# Work order
Filter the records below for the word "Succeeded". Keep each line that has it.
**** Extracted entries
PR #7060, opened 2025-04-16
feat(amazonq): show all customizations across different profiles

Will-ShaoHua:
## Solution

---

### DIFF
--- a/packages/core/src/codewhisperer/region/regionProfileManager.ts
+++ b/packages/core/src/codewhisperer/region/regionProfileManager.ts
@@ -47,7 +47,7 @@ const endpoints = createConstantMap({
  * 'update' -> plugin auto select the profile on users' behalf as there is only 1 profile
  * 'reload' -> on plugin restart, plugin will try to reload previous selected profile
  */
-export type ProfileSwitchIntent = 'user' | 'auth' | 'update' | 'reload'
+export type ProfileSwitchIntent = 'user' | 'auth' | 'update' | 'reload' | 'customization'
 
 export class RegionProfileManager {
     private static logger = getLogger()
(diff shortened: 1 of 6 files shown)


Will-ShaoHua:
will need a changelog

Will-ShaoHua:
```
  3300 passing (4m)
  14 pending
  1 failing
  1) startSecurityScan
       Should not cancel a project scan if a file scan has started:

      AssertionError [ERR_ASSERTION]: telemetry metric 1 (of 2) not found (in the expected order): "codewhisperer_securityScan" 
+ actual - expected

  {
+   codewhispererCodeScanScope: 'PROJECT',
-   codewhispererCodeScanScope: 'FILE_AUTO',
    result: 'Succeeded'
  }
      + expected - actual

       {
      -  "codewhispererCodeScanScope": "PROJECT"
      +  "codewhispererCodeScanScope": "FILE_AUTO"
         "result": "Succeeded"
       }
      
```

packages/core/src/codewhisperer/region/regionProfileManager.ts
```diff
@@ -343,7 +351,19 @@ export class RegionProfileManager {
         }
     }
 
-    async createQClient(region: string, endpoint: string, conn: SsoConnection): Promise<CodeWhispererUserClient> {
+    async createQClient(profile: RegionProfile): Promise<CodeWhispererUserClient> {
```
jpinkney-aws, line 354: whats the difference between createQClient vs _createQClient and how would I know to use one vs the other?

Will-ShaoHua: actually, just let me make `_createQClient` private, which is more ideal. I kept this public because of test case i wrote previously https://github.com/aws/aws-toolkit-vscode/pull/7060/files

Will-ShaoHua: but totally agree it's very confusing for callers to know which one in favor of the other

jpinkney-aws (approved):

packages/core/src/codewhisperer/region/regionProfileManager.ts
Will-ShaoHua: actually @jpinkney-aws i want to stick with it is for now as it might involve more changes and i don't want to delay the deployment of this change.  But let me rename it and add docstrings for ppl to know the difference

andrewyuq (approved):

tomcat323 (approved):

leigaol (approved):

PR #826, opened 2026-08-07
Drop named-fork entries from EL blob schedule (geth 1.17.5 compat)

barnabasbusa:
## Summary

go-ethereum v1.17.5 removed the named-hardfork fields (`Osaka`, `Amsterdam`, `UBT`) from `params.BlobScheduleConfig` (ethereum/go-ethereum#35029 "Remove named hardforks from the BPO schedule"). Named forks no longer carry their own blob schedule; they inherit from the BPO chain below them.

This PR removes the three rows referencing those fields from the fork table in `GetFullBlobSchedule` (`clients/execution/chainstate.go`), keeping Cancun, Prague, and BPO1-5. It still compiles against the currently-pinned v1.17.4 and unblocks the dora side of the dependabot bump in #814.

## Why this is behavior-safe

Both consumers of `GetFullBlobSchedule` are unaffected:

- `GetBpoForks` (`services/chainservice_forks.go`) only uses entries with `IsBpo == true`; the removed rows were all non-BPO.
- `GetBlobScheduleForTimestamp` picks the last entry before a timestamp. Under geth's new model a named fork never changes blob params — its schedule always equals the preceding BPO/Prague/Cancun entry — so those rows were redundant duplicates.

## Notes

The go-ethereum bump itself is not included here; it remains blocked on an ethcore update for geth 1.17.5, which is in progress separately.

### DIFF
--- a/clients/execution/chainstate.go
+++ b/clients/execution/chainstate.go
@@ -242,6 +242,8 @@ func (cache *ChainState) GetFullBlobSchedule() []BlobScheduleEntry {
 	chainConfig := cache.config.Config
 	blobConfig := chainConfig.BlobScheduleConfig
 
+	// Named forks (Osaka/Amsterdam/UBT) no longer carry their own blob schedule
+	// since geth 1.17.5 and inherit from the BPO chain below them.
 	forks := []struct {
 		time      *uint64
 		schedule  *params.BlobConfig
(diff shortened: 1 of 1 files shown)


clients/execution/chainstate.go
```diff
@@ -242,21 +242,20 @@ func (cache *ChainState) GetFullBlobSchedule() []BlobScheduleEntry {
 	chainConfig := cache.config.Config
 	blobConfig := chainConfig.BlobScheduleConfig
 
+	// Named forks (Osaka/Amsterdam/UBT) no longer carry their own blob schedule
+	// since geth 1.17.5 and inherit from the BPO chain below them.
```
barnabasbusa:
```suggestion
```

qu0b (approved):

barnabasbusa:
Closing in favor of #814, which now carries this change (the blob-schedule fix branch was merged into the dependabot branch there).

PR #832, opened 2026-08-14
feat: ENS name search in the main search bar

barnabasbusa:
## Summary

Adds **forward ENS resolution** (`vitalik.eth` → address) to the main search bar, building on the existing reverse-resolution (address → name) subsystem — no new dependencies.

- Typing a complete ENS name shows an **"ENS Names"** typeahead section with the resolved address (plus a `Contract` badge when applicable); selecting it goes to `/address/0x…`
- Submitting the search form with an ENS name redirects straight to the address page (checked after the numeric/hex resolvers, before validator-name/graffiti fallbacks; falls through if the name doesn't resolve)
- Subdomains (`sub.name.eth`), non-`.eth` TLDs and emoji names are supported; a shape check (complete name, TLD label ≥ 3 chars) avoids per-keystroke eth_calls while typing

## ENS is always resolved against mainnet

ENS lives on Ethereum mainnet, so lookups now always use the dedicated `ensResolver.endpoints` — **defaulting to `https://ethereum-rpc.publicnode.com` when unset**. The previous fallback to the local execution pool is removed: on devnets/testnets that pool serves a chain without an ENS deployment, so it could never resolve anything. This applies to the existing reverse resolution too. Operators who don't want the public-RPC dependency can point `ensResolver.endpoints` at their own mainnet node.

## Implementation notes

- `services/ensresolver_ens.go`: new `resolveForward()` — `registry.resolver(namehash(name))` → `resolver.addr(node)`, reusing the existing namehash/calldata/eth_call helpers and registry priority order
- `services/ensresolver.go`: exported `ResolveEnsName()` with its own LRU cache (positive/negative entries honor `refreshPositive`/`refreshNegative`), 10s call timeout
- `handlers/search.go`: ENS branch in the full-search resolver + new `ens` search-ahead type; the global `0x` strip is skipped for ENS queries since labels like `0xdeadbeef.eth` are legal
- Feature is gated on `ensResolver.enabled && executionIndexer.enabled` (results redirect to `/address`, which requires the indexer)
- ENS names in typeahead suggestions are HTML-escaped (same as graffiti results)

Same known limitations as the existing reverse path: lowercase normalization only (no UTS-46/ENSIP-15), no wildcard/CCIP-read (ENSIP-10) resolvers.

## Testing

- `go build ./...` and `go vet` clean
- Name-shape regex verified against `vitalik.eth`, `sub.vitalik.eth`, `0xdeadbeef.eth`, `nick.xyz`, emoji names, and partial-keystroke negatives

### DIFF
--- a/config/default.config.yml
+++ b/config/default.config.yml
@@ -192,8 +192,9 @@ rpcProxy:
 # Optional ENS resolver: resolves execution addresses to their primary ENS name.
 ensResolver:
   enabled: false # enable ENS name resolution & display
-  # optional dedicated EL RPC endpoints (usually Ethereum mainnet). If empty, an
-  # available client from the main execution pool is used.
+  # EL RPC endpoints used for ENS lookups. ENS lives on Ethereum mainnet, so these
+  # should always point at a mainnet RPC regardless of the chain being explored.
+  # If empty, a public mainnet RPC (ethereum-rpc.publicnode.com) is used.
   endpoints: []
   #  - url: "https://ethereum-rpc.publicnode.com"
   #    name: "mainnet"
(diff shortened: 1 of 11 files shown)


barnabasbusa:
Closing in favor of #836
********
**** Extracted entries
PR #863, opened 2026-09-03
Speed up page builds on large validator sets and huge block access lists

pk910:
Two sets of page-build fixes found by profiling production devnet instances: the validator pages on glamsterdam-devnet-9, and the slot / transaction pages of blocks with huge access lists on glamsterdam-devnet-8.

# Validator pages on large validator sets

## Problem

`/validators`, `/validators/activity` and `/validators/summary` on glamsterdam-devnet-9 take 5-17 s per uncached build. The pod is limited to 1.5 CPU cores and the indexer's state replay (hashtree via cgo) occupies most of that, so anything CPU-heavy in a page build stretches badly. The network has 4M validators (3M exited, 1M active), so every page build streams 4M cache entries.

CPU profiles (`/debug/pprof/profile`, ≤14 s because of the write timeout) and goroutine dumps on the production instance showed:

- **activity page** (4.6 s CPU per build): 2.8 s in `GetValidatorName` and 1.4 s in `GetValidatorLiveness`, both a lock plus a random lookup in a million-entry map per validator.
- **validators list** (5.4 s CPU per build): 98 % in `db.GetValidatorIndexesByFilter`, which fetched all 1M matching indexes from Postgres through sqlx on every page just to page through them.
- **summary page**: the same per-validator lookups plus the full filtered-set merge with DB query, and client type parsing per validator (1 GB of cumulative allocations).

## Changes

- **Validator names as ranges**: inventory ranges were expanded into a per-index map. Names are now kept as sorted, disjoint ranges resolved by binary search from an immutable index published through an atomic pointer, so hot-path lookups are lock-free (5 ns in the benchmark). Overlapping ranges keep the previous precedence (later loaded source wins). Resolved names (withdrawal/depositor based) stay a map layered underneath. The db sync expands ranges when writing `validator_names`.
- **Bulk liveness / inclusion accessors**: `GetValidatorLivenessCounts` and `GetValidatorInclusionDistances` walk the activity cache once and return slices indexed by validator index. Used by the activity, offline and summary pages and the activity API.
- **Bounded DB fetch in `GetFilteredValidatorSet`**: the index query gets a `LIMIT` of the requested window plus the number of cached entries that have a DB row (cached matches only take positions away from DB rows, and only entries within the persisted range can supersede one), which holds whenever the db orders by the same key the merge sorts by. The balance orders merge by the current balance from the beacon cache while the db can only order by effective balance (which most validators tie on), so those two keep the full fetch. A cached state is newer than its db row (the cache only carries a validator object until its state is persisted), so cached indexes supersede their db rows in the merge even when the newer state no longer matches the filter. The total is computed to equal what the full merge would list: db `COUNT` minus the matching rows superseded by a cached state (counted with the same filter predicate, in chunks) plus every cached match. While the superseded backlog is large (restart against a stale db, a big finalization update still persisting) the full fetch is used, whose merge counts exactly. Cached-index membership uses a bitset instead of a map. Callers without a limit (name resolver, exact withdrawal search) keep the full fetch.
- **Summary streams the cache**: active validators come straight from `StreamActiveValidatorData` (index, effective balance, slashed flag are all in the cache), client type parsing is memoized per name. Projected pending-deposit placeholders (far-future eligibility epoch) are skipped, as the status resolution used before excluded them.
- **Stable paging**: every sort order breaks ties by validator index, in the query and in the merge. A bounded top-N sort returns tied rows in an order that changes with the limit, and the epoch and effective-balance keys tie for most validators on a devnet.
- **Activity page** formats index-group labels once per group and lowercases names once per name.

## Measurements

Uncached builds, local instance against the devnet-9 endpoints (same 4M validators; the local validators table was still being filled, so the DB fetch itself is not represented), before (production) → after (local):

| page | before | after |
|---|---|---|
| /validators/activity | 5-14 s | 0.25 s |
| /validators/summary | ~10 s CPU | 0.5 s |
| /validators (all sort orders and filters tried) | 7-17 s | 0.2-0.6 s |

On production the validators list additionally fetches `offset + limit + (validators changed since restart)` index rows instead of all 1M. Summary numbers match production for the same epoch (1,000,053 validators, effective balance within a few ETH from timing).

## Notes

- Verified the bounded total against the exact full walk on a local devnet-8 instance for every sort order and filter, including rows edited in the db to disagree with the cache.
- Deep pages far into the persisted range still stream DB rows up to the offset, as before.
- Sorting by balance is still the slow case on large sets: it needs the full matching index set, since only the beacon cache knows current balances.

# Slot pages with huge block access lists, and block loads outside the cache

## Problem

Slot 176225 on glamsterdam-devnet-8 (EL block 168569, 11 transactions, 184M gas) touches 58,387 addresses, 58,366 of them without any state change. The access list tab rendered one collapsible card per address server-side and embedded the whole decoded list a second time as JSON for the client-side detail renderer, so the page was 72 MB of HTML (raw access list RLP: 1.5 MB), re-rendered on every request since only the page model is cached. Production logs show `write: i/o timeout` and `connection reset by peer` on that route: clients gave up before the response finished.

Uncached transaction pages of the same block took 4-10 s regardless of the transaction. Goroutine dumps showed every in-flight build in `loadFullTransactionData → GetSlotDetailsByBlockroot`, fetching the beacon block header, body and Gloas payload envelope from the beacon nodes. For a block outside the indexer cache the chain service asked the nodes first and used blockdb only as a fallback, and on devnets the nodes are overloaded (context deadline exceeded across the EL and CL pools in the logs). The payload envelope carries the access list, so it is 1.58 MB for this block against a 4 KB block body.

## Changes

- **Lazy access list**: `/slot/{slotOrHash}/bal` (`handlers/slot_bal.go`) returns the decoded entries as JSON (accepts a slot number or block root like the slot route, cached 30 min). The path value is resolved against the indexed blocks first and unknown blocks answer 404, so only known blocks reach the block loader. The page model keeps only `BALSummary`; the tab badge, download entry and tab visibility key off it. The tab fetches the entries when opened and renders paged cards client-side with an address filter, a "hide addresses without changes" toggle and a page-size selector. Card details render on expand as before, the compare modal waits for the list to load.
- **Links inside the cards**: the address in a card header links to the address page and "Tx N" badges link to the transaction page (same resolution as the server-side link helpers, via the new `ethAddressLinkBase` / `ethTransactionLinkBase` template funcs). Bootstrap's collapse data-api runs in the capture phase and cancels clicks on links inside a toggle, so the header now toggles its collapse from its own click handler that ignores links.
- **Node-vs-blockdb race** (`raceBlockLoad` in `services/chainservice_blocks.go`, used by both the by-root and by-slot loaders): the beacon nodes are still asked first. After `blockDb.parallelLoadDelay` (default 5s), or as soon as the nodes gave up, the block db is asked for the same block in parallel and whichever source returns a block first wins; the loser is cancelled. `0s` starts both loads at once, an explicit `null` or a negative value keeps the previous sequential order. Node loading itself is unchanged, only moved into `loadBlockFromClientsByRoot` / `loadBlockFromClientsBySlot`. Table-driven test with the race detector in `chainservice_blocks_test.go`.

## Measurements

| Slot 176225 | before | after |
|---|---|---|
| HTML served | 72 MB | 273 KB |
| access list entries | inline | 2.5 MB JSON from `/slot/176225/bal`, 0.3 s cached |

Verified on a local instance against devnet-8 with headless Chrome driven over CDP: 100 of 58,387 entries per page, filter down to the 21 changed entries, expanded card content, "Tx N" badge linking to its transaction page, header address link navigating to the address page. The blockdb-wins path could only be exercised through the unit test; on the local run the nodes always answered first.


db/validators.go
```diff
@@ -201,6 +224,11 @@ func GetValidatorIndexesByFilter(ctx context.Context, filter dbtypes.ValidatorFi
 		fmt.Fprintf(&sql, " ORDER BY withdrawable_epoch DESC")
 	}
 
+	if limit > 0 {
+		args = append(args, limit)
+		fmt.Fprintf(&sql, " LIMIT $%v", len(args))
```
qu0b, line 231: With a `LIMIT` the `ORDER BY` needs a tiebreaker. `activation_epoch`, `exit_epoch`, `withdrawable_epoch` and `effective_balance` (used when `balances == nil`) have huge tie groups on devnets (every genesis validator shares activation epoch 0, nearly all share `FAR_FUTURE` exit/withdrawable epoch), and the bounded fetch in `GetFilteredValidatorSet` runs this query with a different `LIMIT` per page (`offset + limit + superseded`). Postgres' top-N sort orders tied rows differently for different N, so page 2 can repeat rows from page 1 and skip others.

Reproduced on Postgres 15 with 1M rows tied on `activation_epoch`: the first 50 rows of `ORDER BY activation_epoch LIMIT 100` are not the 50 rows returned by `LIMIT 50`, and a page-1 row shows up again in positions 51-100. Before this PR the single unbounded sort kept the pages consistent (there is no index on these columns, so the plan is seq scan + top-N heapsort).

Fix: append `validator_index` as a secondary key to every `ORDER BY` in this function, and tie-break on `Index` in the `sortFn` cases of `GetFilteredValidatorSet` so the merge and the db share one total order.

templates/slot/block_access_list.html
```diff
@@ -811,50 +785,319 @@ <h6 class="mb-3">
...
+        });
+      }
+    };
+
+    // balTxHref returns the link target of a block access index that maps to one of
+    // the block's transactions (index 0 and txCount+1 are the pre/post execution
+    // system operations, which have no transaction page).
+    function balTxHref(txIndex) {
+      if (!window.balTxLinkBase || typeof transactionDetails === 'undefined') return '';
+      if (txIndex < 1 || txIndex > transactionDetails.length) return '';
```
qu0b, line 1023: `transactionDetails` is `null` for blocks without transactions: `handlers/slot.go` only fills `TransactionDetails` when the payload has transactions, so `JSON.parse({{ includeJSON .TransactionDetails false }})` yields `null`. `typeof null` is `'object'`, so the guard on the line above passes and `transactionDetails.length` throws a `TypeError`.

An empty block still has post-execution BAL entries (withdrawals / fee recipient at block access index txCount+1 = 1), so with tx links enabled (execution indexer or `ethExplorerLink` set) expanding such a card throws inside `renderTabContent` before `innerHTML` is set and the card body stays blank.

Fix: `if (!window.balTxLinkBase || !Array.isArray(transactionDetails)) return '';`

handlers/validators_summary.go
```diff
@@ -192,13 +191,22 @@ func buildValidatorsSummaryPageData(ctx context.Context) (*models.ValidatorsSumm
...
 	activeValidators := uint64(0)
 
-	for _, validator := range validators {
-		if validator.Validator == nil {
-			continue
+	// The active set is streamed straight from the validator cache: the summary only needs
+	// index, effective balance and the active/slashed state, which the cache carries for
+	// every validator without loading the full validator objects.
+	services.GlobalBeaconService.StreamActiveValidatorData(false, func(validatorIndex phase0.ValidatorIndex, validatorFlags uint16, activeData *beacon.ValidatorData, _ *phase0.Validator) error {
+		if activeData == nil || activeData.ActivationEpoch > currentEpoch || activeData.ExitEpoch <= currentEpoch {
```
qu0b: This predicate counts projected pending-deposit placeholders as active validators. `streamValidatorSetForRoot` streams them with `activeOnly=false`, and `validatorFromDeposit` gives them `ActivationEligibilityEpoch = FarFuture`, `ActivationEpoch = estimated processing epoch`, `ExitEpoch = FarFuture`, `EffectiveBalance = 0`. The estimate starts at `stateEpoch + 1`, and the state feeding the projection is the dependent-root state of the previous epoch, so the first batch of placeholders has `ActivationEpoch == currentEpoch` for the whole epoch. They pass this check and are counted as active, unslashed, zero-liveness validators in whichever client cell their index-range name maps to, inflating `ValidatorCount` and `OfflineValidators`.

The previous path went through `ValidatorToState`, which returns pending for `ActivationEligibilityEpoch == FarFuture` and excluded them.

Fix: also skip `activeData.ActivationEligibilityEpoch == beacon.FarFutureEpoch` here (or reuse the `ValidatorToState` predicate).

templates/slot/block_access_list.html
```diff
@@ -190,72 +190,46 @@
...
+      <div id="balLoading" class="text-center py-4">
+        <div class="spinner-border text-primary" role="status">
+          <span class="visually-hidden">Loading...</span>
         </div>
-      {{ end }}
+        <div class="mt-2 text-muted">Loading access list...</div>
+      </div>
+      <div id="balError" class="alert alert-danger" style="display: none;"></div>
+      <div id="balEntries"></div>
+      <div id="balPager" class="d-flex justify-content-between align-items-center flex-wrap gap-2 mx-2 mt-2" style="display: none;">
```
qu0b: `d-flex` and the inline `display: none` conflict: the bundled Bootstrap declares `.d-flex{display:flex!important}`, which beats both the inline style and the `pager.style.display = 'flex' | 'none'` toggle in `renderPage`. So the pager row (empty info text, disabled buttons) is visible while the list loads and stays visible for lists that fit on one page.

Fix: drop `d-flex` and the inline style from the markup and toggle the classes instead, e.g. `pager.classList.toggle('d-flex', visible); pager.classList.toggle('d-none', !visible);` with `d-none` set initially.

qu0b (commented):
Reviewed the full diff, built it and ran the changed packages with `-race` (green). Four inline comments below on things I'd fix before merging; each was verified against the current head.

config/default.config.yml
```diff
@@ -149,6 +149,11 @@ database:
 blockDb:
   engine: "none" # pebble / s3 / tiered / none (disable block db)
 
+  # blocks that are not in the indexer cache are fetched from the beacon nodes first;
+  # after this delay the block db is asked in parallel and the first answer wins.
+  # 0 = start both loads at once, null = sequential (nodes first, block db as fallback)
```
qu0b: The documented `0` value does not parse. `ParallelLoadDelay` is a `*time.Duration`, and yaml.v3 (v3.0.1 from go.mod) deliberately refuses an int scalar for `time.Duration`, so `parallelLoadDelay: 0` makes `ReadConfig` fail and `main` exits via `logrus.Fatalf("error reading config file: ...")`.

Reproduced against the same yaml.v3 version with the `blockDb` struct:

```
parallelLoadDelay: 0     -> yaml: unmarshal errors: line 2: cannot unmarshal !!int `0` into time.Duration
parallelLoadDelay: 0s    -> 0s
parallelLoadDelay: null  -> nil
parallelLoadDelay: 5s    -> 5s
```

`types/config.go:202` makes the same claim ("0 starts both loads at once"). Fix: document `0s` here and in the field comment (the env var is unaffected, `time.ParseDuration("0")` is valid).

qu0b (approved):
********
**** Extracted entries
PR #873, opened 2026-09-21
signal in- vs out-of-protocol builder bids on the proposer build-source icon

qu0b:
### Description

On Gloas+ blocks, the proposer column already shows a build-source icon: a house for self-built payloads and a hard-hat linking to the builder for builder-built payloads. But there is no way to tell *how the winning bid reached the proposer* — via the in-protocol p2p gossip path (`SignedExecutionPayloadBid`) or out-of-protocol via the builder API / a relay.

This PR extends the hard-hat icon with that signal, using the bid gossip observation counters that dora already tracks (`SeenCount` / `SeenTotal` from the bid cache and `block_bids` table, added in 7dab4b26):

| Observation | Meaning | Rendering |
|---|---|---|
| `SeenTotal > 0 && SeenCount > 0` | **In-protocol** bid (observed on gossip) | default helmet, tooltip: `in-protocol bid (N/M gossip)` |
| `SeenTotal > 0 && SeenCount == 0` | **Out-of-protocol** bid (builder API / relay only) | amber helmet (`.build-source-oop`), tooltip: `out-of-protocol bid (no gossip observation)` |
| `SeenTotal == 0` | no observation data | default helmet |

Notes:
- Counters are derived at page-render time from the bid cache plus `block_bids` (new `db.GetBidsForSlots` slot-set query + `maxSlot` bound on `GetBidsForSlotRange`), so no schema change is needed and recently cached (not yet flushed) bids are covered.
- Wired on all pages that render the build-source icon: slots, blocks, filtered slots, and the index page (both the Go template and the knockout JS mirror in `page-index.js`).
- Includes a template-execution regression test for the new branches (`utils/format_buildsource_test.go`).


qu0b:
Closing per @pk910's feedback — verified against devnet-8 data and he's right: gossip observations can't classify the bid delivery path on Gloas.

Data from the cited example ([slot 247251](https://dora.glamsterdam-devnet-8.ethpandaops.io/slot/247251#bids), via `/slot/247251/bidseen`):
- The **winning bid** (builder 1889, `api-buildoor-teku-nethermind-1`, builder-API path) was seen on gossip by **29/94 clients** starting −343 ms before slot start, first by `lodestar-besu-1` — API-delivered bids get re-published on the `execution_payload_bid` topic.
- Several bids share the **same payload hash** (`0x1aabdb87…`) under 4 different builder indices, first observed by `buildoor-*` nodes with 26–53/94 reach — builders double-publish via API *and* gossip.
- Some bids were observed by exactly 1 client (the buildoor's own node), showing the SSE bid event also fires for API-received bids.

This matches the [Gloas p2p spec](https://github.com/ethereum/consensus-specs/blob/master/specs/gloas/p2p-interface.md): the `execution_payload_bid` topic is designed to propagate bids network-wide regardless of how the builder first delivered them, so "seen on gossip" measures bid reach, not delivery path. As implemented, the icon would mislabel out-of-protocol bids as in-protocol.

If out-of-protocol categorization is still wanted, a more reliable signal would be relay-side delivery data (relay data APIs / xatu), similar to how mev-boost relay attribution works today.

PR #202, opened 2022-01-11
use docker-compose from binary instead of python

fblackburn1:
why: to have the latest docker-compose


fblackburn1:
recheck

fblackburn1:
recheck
********
# Response to the exercise
    result: 'Succeeded'
         "result": "Succeeded"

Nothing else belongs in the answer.